I have fig but it just is not doing it for me. Some names and some pics would be great. This is what i have so far. Keep in mind these are only 12x12x18 so things need to be small.


----------



## Kalakole (Jun 30, 2011)

Is that dwarf baby tears as a carpet?


----------



## Neontra (Aug 16, 2011)

Quick quesion - how is that Monsoon doing for you? good or bad? To answer your question, ficus pumila looks great when given a year to grow in looking at some peoples tanks. I also think peperomia sp. looks great to cover up things.


----------



## MitsEvo (Dec 26, 2010)

Kalakole said:


> Is that dwarf baby tears as a carpet?


Yes it is.


----------



## MitsEvo (Dec 26, 2010)

Neontra said:


> Quick quesion - how is that Monsoon doing for you? good or bad? To answer your question, ficus pumila looks great when given a year to grow in looking at some peoples tanks. I also think peperomia sp. looks great to cover up things.


Thanks for the plant names. The Monsoon is great easy to use and works great no problems with is.


----------



## boabab95 (Nov 5, 2009)

Peperomia prostrata, peperomia scandens, syngonium rayii, etc...

what are you using as a substrate? looks cool...


----------



## MitsEvo (Dec 26, 2010)

boabab95 said:


> Peperomia prostrata, peperomia scandens, syngonium rayii, etc...
> 
> what are you using as a substrate? looks cool...

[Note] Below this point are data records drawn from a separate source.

PR #781, opened 2025-10-28
Add encoding variables as expressions to CSE

hbierlee:
By adding encoding variables to CSE, e.g. for the direct encoding for `x` which encodes `b == ( x == 2 )`, adding `cse[x==2] = b` ensures `b` is used whenever we see the expression `x==2`. 

In the following test, we see how this improves the encoding of `(x == 0) | (x == 2)` for `x in 0..2`:

```py
old: [(BV1) or (BV2), sum([⟦x == 0⟧, ⟦x == 1⟧, ⟦x == 2⟧]) == 1, (BV1) -> (⟦x == 0⟧), (~BV1) -> (sum([0, 1, 2, -3] * (⟦x == 0⟧, ⟦x == 1⟧, ⟦x == 2⟧, BV3)) <= -1), (~BV1) -> (sum([0, 1, 2, -1] * (⟦x == 0⟧, ⟦x == 1⟧, ⟦x == 2⟧, BV3)) >= 0), sum([1, -1] * (BV1, ~BV3)) <= 0, (BV2) -> (⟦x == 2⟧), (~BV2) -> (sum([0, 1, 2, -1] * (⟦x == 0⟧, ⟦x == 1⟧, ⟦x == 2⟧, BV4)) <= 1), (~BV2) -> (sum([0, 1, 2, -3] * (⟦x == 0⟧, ⟦x == 1⟧, ⟦x == 2⟧, BV4)) >= 0), sum([1, -1] * (BV2, ~BV4)) <= 0]
new: [(⟦x == 0⟧) or (⟦x == 2⟧), sum([⟦x == 0⟧, ⟦x == 1⟧, ⟦x == 2⟧]) == 1]
```

However, this does mean integer variables need to be collected and encoded before the other transformations. This may be an encoding inefficiency, plus it does mean we cannot inspect the constraint that holds the variable (an inequality constraint normally uses order encoding, an (dis)equality the direct encoding).

Another problem is that the `int2bool` transformation requires boilerplate across solvers. This should be solved in a separate PR, I think. This optimization is now only added to pindakaas, but should also happen for the other solvers which use `int2bool`.

### DIFF
--- a/cpmpy/transformations/int2bool.py
+++ b/cpmpy/transformations/int2bool.py
@@ -19,8 +19,8 @@ def int2bool(cpm_lst: List[Expression], ivarmap, encoding="auto", csemap=None):
     """Convert integer linear constraints to pseudo-boolean constraints. Requires `linearize` transformation.
 
     :param: cpm_lst: list of constraints to transform
-    :param: ivarmap: dictonary mapping integer variables to their encoding
-    :param: encoding: choice of encoding: "direct", "order", "binar", or "auto", which makes encoding choices based on constraint comparator and domain size
+    :param: ivarmap: dictionary mapping integer variables to their encoding
+    :param: encoding: choice of encoding: "direct", "order", "binary", or "auto", which makes encoding choices based on constraint comparator and domain size
     :param: csemap: To enable CSE
     """
     assert encoding in (
@@ -202,7 +202,7 @@ def _decide_encoding(x, cmp=None, encoding="auto"):
         return "binary"
     elif cmp in ("==", "!="):
         return "direct"  # equalities suit the direct encoding
-    else:  # we use the order encoding for inequalities, en when we do not have `cmp`
+    else:  # we use the order encoding for inequalities, and as default when we do not have `cmp`
         return "order"
 
 


IgnaceBleukx:
Yes, I think indeed the core issue lies in linearize here and we should make the encoding variables there for categorical variables.

I quite like the two steps, not sure if it should become part of linearize or become it's own transformation? Probably linearize is fine

tias:
This will not be merged, should be implemented in separate PRs as discussed above.

Leaving the PR open for the discussion part.

cpmpy/transformations/int2bool.py
```diff
@@ -77,26 +85,26 @@ def _encode_expr(ivarmap, expr, encoding):
...
-            ivarmap[x.name] = IntVarEncOrder(x)
+            ivarmap[x.name] = IntVarEncOrder(x, csemap=csemap)
         elif encoding == "binary":
-            ivarmap[x.name] = IntVarEncLog(x)
+            ivarmap[x.name] = IntVarEncLog(x, csemap=csemap)
         else:
             raise NotImplementedError(encoding)
 
-        return (ivarmap[x.name], ivarmap[x.name].encode_domain_constraint())
+        return (ivarmap[x.name], ivarmap[x.name].encode_domain_constraint(csemap=csemap))
```
tias: is this really needed? the BVs are already created at this point?

cpmpy/transformations/int2bool.py
```diff
@@ -194,28 +202,29 @@ def _decide_encoding(x, cmp=None, encoding="auto"):
...
 
-    def __init__(self, x, n, name):
-        """Create encoding of integer variable `x` with `n` Boolean variables named by `name`."""
-        if _dom_size(x) == 0:
-            raise EMPTY_DOMAIN_ERROR
+    NAMED = False
+    """Enable to name the encoding variables semantically for debugging purposes (e.g. `BV[x == 42]` for a direct encoding variable of `x`)"""
 
+    def __init__(self, x, x_enc, csemap=None):
+        """Create encoding of integer variable `x` over the given Boolean expressions, `x_enc`. E.g. the direct encoding for `x` should provide `x_enc = ( x == 1, x == 2, ..)`. Any literals created (e.g. b == ( x == 1 )`) are added to the `csemap` if provided."""
```
tias: does this constructor need to know the integer expressions?

I think it should just receive boolean variables, and whoever creates the magic 'x_enc' now, should create the bools for us?

cpmpy/transformations/int2bool.py
```diff
@@ -279,12 +289,12 @@ class IntVarEncDirect(IntVarEnc):
     Uses a Boolean 'equality' variable for each value in the domain.
     """
 
-    def __init__(self, x):
+    def __init__(self, x, csemap=None):
         """Create direct encoding of integer variable `x`."""
         # Requires |dom(x)| Boolean equality variables
-        super().__init__(x, _dom_size(x), f"EncDir({x.name})")
+        super().__init__(x, (x == d for d in _dom(x)), csemap=csemap)
```
tias: right, so, wouldn't it make more sense that the IntVarEncDIrect constructor calls get_or_make_var, and then only gives the bvs to its superclass (which is just a container that does not know what it receives)?

cpmpy/transformations/int2bool.py
```diff
@@ -381,15 +391,16 @@ class IntVarEncLog(IntVarEnc):
...
-        super().__init__(x, bits, f"EncBin({x.name})")
+        super().__init__(x, (cp.boolvar(name=f"bit({x},{k})") for k in range(bits)), csemap=csemap)
+        # TODO possibly...: super().__init__(x,  ((( ((x - x.lb) ** k) % 2) == 0) for k in range(bits)), csemap=csemap)
 
-    def encode_domain_constraint(self):
+    def encode_domain_constraint(self, csemap=None):
         """Return binary encoding domain constraint (i.e. upper bound is respected with `self._x<=self._x.ub`. The lower bound is automatically enforced by offset binary which maps `000.. = self._x.lb`)."""
         # encode directly to avoid bounds check for this seemingly tautological constraint
-        return self.encode_comparison("<=", self._x.ub, check_bounds=False)
+        return self.encode_comparison("<=", self._x.ub, check_bounds=False, csemap=csemap)
```
tias: I guess thsi is the edge case that makes it look like encode_dom requires csemap, but what expression is this really? it doesn't look like something that can ever need a cse...

cpmpy/transformations/int2bool.py
hbierlee: There's two points, one is that the encoding objects definitely need the original integer variable to e.g. know the bounds to know what the encoding variables mean, to know the integer name, or to set the integers value, etc. 


the second point about passing `x_enc` we can discuss in the other comment

cpmpy/transformations/int2bool.py
hbierlee: I think this design works well: `IntVarEnc` implements exactly the shared behavior of all three encodings, and is given a list of expressions (either BVs for `IntVarEncBin` still, or `x==d`'s for IntVarEncDir) which encode the given integer variable. What would be upside of taking this shared behavior out of IntVarEnc?

One thing I can think off now is that IntVarEncBin does not require (for now) to call `get_or_make_var`, but that could still be prevent in this design

cpmpy/transformations/int2bool.py
hbierlee: yes true, I removed this

cpmpy/transformations/int2bool.py
tias: It hides the logic... its too clever... it requires to have the entire codebase in your mind when working on the code. The class stores Boolean variables in self._xs, but what are they? You check the constructor... nothing, what is in _xs, what does it mean? You have to trace that a generator of expressions is given to the superclass and that this superclass creates Boolean variables for you, which you have to trust are put in xs in that order.

Its more obvious if the constructor itself would give the x and xs to the superclass, which would just store it. In your own class, you then manipulate these xs, and you know what they mean, because you created them yourself.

I am using Hagen Fluval Stratum substrate for planted aquariums


----------



## Dizzle21 (Aug 11, 2009)

some Peperomia Prostrata on the top piece of wood on the wall, and maybe some pilea glauca in the left rear corner on the 1st tank


----------



## MitsEvo (Dec 26, 2010)

Dizzle21 said:


> some Peperomia Prostrata on the top piece of wood on the wall, and maybe some pilea glauca in the left rear corner on the 1st tank


Thanks i think i am going to get some Peperomia Prostrata i think it will look good in the tanks and think it will be easy for the frogs to climb up. In both of the tanks there is water flowing down the left side so i cant really use that side.


----------



## Dizzle21 (Aug 11, 2009)

and btw the substrate is cool, im using some ADA aquasoil in a "bog" area of one of my tanks


----------



## Steverd (Sep 4, 2011)

I really like the dwarf baby tears! Now to find some before Winter.

Steve


----------



## flyingSquirrel (Aug 22, 2011)

That tank is awesome looking. Anybody know the latin name for the 'dwarf babies tears' that you have there? I've seen a few various plants sold under that name so I'd like to confirm which one you have, as it looks flippin' amazing and I will have to put some in my current build. Does it like really wet conditions?

thanks for any info


----------



## Hornet (Sep 29, 2010)

Hemianthus callitrichoides is what i know as dwarf babies tears


----------



## boabab95 (Nov 5, 2009)

Hornet said:


> Hemianthus callitrichoides is what i know as dwarf babies tears


It could also be Soleirolia soleirolii


----------



## flyingSquirrel (Aug 22, 2011)

Hornet said:


> Hemianthus callitrichoides is what i know as dwarf babies tears


Thanks for this. I will definitely find and buy some of that. I think it will be perfect for my paludarium build.


----------